The Bridegroom shaded his eyes and look’d, And his face was bright to see— “What dost thou here at the Lord’s Supper With thy body’s sins?” said he.

’Twas the soul of Judas Iscariot Stood black, and sad, and bare— “I have wandered many nights and days; There is no light elsewhere.”

’Twas the wedding guests cried out within, And their eyes were fierce and bright— “Scourge the soul of Judas Iscariot Away into the night!”

The Bridegroom stood in the open door, And he waved hands still and slow, And the third time that he waved his hands The air was thick with snow.

And of every flake of falling snow, Before it touched the ground, There came a dove, and a thousand doves Made sweet sound.
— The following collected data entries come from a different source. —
PR #8840, opened 2020-04-27
Fix SSL renegotiation errors in old versions of openssl.

amoss:
##### Summary
Fix SSL renegotiation errors in old versions of openssl.

##### Component Name
aclk

##### Test Plan

* Setup nodefarm - connects variety of nodes to cloud staging.
* Use `vagrant suspend` to pause the machine long enough to become unreachable
* Use `vagrant resume` to un-pause the VM and force reconnection.

Run the agent through valgrind and check the shutdown sequence.

##### Additional Information

Not ready for review yet, need to rework the shutdown sequence and do some more testing.


underhood:
+1 on moving the context destroy out of the LWS statemachine

amoss:
This seems to be stable and is ready for review. I've tested the following configurations in the node farm:
* CentOS 7
* Debian 9
* Debian 10
* Fedora 30
* Ubuntu 16.04
* Ubuntu 18.04
I can't test the following because of a transient error that might clear up tomorrow (`dnf update` crashes).
* Fedora 31

In each configuration I've checked the following:
* Cause a timeout to drop the connection (e.g. `(cd box-debian-9; vagrant suspend; sleep 30; vagrant resume)`.
* Drop the connection from the network side (e.g. `ss -K dst 104.31/16`).

In some of the configurations I've checked the execution outside of `systemctl` with `valgrind` and `gdb` to check that the shutdown behaviour is clean, we have no memory leaks or initialised variables and the code paths do what I expect during the tear-down sequence.

@stelfrag / @underhood : Please proceed with review and testing, I'm happy this is stable and fixes the two problems that I know of (the reuse of the ssl socket and the inversion of the teardown sequence).

In parallel to your review I will continue to investigate other reports we have had (i.e. this connection already in use issue), expand the test set to cover more of our support matrix and maybe try to automate some really nasty tests. If I find any other definite problems I will fix them in a separate PR after this one is merged.

amoss:
Rebased to pick up the claiming changes and the installer changes for json-c.

amoss:
Rebased again to get the json-c changes to the build system.

PR #8851, opened 2020-04-29
Disable CI checks for openSUSE temporarily

prologic:
##### Summary

ssia

##### Component Name

- area/ci

##### Test Plan

This PR and #8840 (_onced it is rebased_).

##### Additional Information


.github/workflows/build-and-install.yml
```diff
@@ -25,9 +26,9 @@ jobs:
           - 'fedora:32'
           - 'fedora:31'
           - 'fedora:30'
-          - 'opensuse/leap:15.2'
-          - 'opensuse/leap:15.1'
-          - 'opensuse/tumbleweed:latest'
+            #- 'opensuse/leap:15.2'
+            #- 'opensuse/leap:15.1'
+            #- 'opensuse/tumbleweed:latest'
```
Ferroin, line 31: If we're just disabling fail-fast behavior, we can probably safely keep these enabled.

amoss:
Cherry-picked the commit directly into the affected PR.

.github/workflows/build-and-install.yml
prologic: See my previous comments about this in other PRs. I'd rather we remove openSUSE entirely for the time being.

’Twas the body of Judas Iscariot Floated away full fleet, And the wings of the doves that bare it off Were like its winding-sheet.
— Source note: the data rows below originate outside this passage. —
PR #10837, opened 2021-03-23
Fix memory leak when archived data is requested

stelfrag:
##### Summary
- Properly release memory used for the charts when accessing archived data (charts are archived) 
- Properly shutdown the SQLite database connection
  - Database close was not issued during agent shutdown
- Store and finalize SQL statements to release memory during shutdown (Quick Fix)
  - Keep a list of statements to finalize and do sqlite3_finalize on shutdown
- Address coverity 
  - CID 369624:  Resource leaks  (RESOURCE_LEAK)
  - CID 369623:  API usage errors  (LOCK)

##### Component Name
database

##### Test Plan
- SQLite Reported memory leaks during shutdown should vanish (or greatly reduced)
  - e.g. run with `valgrind --leak-check=full --show-leak-kinds=all`

### DIFF
--- a/database/sqlite/sqlite_functions.c
+++ b/database/sqlite/sqlite_functions.c
@@ -1281,6 +1281,11 @@ void sql_build_context_param_list(struct context_param **param_list, RRDHOST *ho
         sprintf(id, "%s.%s", sqlite3_column_text(res, 3), sqlite3_column_text(res, 1));
 
         if (!st || uuid_compare(*(uuid_t *)sqlite3_column_blob(res, 7), chart_id)) {
+            if (unlikely(st && !st->counter)) {
+                freez(st->context);
+                freez((char *) st->name);
+                freez(st);
+            }
             st = callocz(1, sizeof(*st));
             char n[RRD_ID_LENGTH_MAX + 1];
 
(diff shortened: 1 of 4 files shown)


database/sqlite/sqlite_functions.c
```diff
@@ -313,6 +337,7 @@ void delete_dimension_uuid(uuid_t *dimension_uuid)
             error_report("Failed to prepare statement to delete a dimension uuid");
             return;
         }
+        add_stmt_to_list(res);
```
underhood, line 340:
```
        rc = sqlite3_prepare_v2(db_meta, DELETE_DIMENSION_UUID, -1, &res, 0);
        if (rc != SQLITE_OK) {
            error_report("Failed to prepare statement to delete a dimension uuid");
            return;
        }
        add_stmt_to_list(res);
```
This 4 lines keep repeating... I would probably make function netdata_sqlite_prepare_v2 or sth. that ensures correct handling

stelfrag: Yes I will improve on a next iteration

stelfrag: Fixing it

underhood (approved):

database/sqlite/sqlite_functions.c
```diff
@@ -48,6 +48,31 @@ static int execute_insert(sqlite3_stmt *res)
...
+    static int idx = 0;
+    static sqlite3_stmt *statements[MAX_OPEN_STATEMENTS];
+
+    if (unlikely(!res)) {
+        while (idx > 0)
+            sqlite3_finalize(statements[--idx]);
+        return;
+    }
+
+    if (unlikely(idx == MAX_OPEN_STATEMENTS))
```
vkalintiris, line 64: AFAICT, this should never happen in practice. Would it be okay to add an `info` when `idx == MAX_OPEN_STATEMENTS`?

vkalintiris (approved):

database/sqlite/sqlite_functions.c
stelfrag: True it may not reach it and it's best effort to release memory during shutdown. 

I didn't put an info message here because we can't really make any use of it. The proper way will be to release the resources associated with the statement when that thread terminates (and take advantage of the resources during runtime)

’Twas the Bridegroom stood at the open door, And beckon’d, smiling sweet; ’Twas the soul of Judas Iscariot Stole in, and fell at his feet.

“The Holy Supper is spread within, And the many candles shine, And I have waited long for thee Before I poured the wine!”

The supper wine is poured at last, The lights burn bright and fair, Iscariot washes the Bridegroom’s feet, And dries them with his hair.

ROBERT BUCHANAN.

See reference to Buchanan in the Preface.

* * * * *

Now, as of old, Man by himself is priced: For thirty pieces Judas sold Himself, not Christ.

HESTER CHOLMONDELEY.

I learn from the _New Statesman_ reviewer of the first English Edition that these lines were by Hester, a gifted sister of Mary Cholmondeley. She died at 22.